Trois questions au chanteur Bozi Boziana sur la gestion de droits d’auteur en RDC

Au cours d’une interview accordée à l’ACP à Paris, le chanteur-auteur compositeur Bozi Boziana, icône de la Rumba congolaise et précurseur de la 3ème génération des musiciens en République démocratique du Congo(RDC), a exprimé son regret sur le retard enregistré dans le traitement du dossier des visas pour les musiciens de son groupe Anti-choc à l’ambassade de France à Kinshasa alors qu’ils sont attendus en Europe pour une tournée. 75 ans d’âge et près de 60 ans de carrière musicale, il a également fustigé la politique de gestion collective des droits d’auteur au pays où le système de répartition est encore forfaitaire et archaïque, à l’ère du numérique.

1. Vous étiez accompagné lors de votre dernière prestation scénique à Savigny-le temple (banlieue parisienne) par une équipe de musiciens basés en France. Pourquoi l’absence de votre groupe de Kinshasa, qui était vivement attendu pour ce concert ?

Mes musiciens d’Anti-choc Kinshasa n’ont pas jusque-là obtenu leurs visas au niveau de l’ambassade française au pays. Leurs dossiers sont en cours de traitement. Je sais que ce n’est pas encore tard pour eux.

Car ils viendront à d’autres évènements prévus le mois prochain. Nous avons des dates bien calées dans le cadre d’une tournée européenne. Nous serons le 18 septembre à Athènes en Grèce et le 26 septembre à Upsal en Suède.

Je sais que notre gouvernement à travers la ministre de la Culture va nous aider pour obtenir les visas.

2. Durant toute la soirée, vous n’avez exécuté que vos anciens succès.
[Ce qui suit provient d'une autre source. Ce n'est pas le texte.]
Issue #4580, opened 2025-12-03
The test coroutine scheduler isn't closed when a test ends


dkhalanskyjb:
**Describe the bug**

The `kotlinx-coroutines-test` test framework may fail to run some code to completion if a test dispatcher was passed to the system under test.
The recommended approach is to pass a `CoroutineScope` to the system under test, which allows the test to know that some operations in the system under test may still be running. When only a dispatcher is passed, a new task may arrive there by the time `runTest` is no longer processing the tasks in the test scheduler.

**Provide a Reproducer**

```kotlin
import kotlinx.coroutines.test.*
import kotlinx.coroutines.*
import kotlin.time.Duration.Companion.milliseconds
import kotlin.concurrent.thread

suspend fun waitForSomethingAsynchronousToHappen() {
    val latch = CompletableDeferred<Unit>()
    thread {
        Thread.sleep(100)
        latch.complete(Unit)
        println("Latch lowered")
    }
    latch.await()
}

fun runSomeTestThing(dispatcher: CoroutineDispatcher) {
    GlobalScope.launch(dispatcher) {
        try {
            println("Starting a new task")
            waitForSomethingAsynchronousToHappen()
        } finally {
            println("Cleaning up")
        }
    }
}

fun main() {
    val dispatcher = StandardTestDispatcher()
    TestScope(dispatcher).runTest {
        runSomeTestThing(dispatcher)
    }
    println("Test finished")
    Thread.sleep(300)
    println("Tired of waiting")
}
```

prints

```
Starting a new task
Test finished
Latch lowered
Tired of waiting
```

The cleanup never runs.

oaksprout:
Would you want this one done? — Fix a bug in kotlinx.coroutines' test framework where a background task's cleanup code can silently never run if the system under test was only handed a `CoroutineDispatcher` (not a `CoroutineScope`) to launch on. If yes, we'll do it and open a PR; if not, say so (or just ignore this) and we won't touch it.

How it works: an AI agent does the work against your write-up; it's independently checked in a clean container (your test suite, network off) before anything reaches you; a human reviews it, submits it, and answers the review. You keep full control — nothing lands unless you merge it.

Recent examples of the same flow on other projects: https://github.com/pypa/pip-audit/pull/1089, https://github.com/sigstore/sigstore-python/pull/1845, https://github.com/openstreetmap/iD/pull/12631.

[...]

Issue #4382, opened 2025-03-11
`withContext` ingnores cancellation from `withTimeout` when the dispatcher cannot execute the body


zuevmaxim:
**Describe the bug**

The following code hangs, while I expected it to output Timeout. When I uncomment the commented code, it works as I expected, so `withContext` handles timeouts differently. I wonder if it can be handled correctly without a deadlock here.

**Provide a Reproducer**

```
package kt.coroutines

import kotlinx.coroutines.*
import kotlinx.coroutines.channels.Channel
import java.util.concurrent.Executors
import kotlin.coroutines.resume

fun main() {
    val executor = Executors.newSingleThreadExecutor { r -> Thread(r, "MyThread") }
    val dispatcher = executor.asCoroutineDispatcher()
    runBlocking(dispatcher) {
        runBlocking { // block on the dispatcher thread
            val c = Channel<String>()
            launch(Dispatchers.Default) {
                try {
                    withTimeout(1000) {
//                        suspendCancellableCoroutine { cont ->
//                            executor.submit {
//                                c.trySend("Switched to dispatcher")
//                                cont.resume(Unit)
//                            }
//                        }
                        withContext(dispatcher) { // cannot switch to dispatcher as it is locked, but can it timeout?
                            c.send("Switched to dispatcher")
                        }
                    }
                } catch (_: TimeoutCancellationException) {
                    c.send("Timeout")
                }
            }
            println(c.receive())
        }
    }
    executor.shutdown()
}
```

version `1.9.0`

Issue #2818, opened 2021-07-10
MutableSharedFlow rendezvous


Dominaezzz:
I expected this bit of code to deadlock. (The `onEach` is a workaround for #2817)
```kotlin
val stream = MutableSharedFlow<Unit>()
stream/* .onEach {} */.buffer(Channel.RENDEZVOUS).produceIn(this)
yield()
stream.emit(Unit)
// stream.emit(Unit)
```

This did not deadlock until I commented out the second emission.

Is this by design? The docs don't seem to suggest this.

> [emit][MutableSharedFlow.emit] call to such a shared flow suspends until all subscribers receive the emitted value

I haven't received anything from the channel so this shouldn't happen.

I need this behaviour so I need to decide between using a workaround or a re-design?
If this won't be fixed then I'll redesign but if it will be fixed/implemented then I justify using a workaround.

## Mini investigation
So API aside, I had a look at the code and the culprit seems to be in `SharedFlow.collect`.
https://github.com/Kotlin/kotlinx.coroutines/blob/65e1b84f742a4fff14c67a11a873a4977a0ba539/kotlinx-coroutines-core/common/src/flow/SharedFlow.kt#L343-L352 .

`tryTakeValue`/`awaitValue` "pops" the value out of the buffer for the current subscriber, (which effectively counts as the receipt the docs talked about) then the value is emitted to the collector.

Looking at `tryTakeValue`.
https://github.com/Kotlin/kotlinx.coroutines/blob/65e1b84f742a4fff14c67a11a873a4977a0ba539/kotlinx-coroutines-core/common/src/flow/SharedFlow.kt#L593-L609

In theory, that could be changed to a two step process, one step to peek the value in the buffer (i.e. `getPeekedValueLockedAt`), then the value is emitted and another step to pop/release the value in the buffer (i.e. slot index increment and `updateCollectorIndexLocked`).

It means locking twice instead of once but it's probably best to measure than listen to whatever I was about hypothesise here lol.

vsartiushkin:
Thank you for the report and the reproducer!
I have reproduced the issue with Kotlin 2.3.21 and Library 1.11.0 with the following code:
```kotlin
val stream = MutableSharedFlow<Unit>()
stream.onEach {}.buffer(Channel.RENDEZVOUS).produceIn(this) 
yield()
stream.emit(Unit) // Expected to suspend at the first emit
stream.emit(Unit) // Actually suspends at the second emit
```

PR #4753, opened 2026-09-09
Add behaviour pinning tests for the known issues

vsartiushkin:
This PR adds tests that pin the current behaviour in cases from the known but not yet addressed issues.

The goal is to monitor on each build if the proposed changes have altered the behaviour in any of these cases.
This should help identify if any other issue was silently fixed by the changes, or whether it may unwillingly affect a known case. 

The first test batch adds tests that pin the cases from these issues:
at ‎`kotlinx-coroutines-core/common/test/pinnedBugs/`
#1578
#2817
#2818
#4382
#4383
#4698
at `kotlinx-coroutines-test/common/test/pinnedBugs`
#4580
 
~~This is a draft PR to request feedback on the idea and its implementation.~~


dkhalanskyjb:
Notably, the two hanging tests don't actually require spawning a new thread. They are not *blocking*, they demonstrate coroutines that aren't making *progress*. This is good for us, as coroutines can be simply dropped and garbage-collected (don't do that in production)! Here's an efficient way to leak a coroutine: https://pl.kotl.in/Xp7kA5fgV. We try making "the next step" for a hundred times, and if that's not enough, we assume it's just stuck, then.

kotlinx-coroutines-core/jvm/test/pinnedBugs/Gh1578PinnedBugTest.kt
```diff
@@ -0,0 +1,47 @@
...
+ * runBlocking hangs if it has a child that never completes
+ */
+class Gh1578PinnedBugTest : TestBase() {
+
+    @Test
+    fun testRunBlockingHangsWithManualSupervisorJobChild() {
+        val completed = AtomicBoolean(false)
+        val thread = Thread {
+            try {
+                runBlocking {
```
dkhalanskyjb: Can be replaced with a `coroutineScope { }`, and the problem will still reproduce. Then, the same `spinAwaitingCompletion` approach can be utilized.

kotlinx-coroutines-core/jvm/test/pinnedBugs/Gh1578PinnedBugTest.kt
```diff
@@ -0,0 +1,47 @@
+package kotlinx.coroutines.pinnedBugs
+
+import kotlinx.coroutines.testing.*
+import kotlinx.coroutines.*
+import java.util.concurrent.atomic.AtomicBoolean
```
dkhalanskyjb: We're going for Kotlin atomics these days: https://kotlinlang.org/api/core/kotlin-stdlib/kotlin.concurrent.atomics/-atomic-boolean/
That would allow making moving this test to `common` (though I believe `AtomicBoolean` isn't even necessary here).

kotlinx-coroutines-core/jvm/test/pinnedBugs/Gh4698PinnedBugTest.kt
```diff
@@ -0,0 +1,50 @@
...
+
+    private val brokenDispatcher = object : CoroutineDispatcher() {
+        override fun dispatch(context: CoroutineContext, block: Runnable) = TODO("dispatcher is broken")
+    }
+
+    @Test
+    fun testAtomicStartOnBrokenDispatcherHangsInsteadOfFailingFast() {
+        val threadName = "gh4698-hung-thread"
+        ignoreLostThreads(threadName) // The thread hangs and is impossible to terminate
+
```
dkhalanskyjb: Style, from https://github.com/Kotlin/kotlinx.coroutines/blob/master/CONTRIBUTING.md:

> Follow the [Kotlin Coding Conventions](https://kotlinlang.org/docs/reference/coding-conventions.html). Use 4 spaces for indentation. Do not add extra newlines in function bodies: if you feel that blocks of code should be logically separated, then separate them with a comment instead.

This looks like a simple code style rule that shouldn't take too much effort to follow. No need to make these tests look pretty beyond that, though! It's expected that they will look nasty, as they come early in the issue processing pipeline.

dkhalanskyjb (changes requested):
The overall approach looks solid.
An important improvement would be to move these tests to the most general group of targets that they affect. In case of these tests, that means `common/test/`, since they are all completely deterministic and don't rely on data races. Then, if some target *does* accidentally behave as we want it to, we'll learn about it, and that's an important data point.

kotlinx-coroutines-core/common/test/pinnedBugs/Gh4382PinnedBugTest.kt
```diff
@@ -0,0 +1,48 @@
...
+        val deferred = GlobalScope.async(dispatcher) {
+            hangingTest()
+        }
+        repeat(attempts) {
+            yield()
+            if (deferred.isCompleted) {
+                fail("Expected a hanging test, got ${deferred.await()}")
+            }
+        }
+    }
```
dkhalanskyjb: I'd rather expect this `spinAwaitingCompletion` to end up somewhere in `test-utils` and get used from the pinned tests. Is there a reason to duplicate it in several files?

dkhalanskyjb (commented):
This looks very reasonable, thanks!

kotlinx-coroutines-core/common/test/pinnedBugs/Gh4382PinnedBugTest.kt
vsartiushkin: The only reason is to not leave any other traces connected to these tests, so when the tests become outdated the cleanup will be trivial and no loose ends will be left.
If storing the `spinAwaitingCompletion` in `test-utils` is acceptable - I will move it there.

dkhalanskyjb: Sure, please go ahead.

dkhalanskyjb (approved):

A 75 ans, peut-on déjà vous déclarer une carrière au point mort ?

Je continue à travailler ! Présentement, je viens de lancer sur le marché une série de remixes des anciennes chansons telles que ‘‘Dernier coup de sifflet’’, ‘‘Matebu’’ et ‘‘Proclamation’’. Ce projet est déjà disponible en version audio et vidéo dans les plateformes de téléchargement.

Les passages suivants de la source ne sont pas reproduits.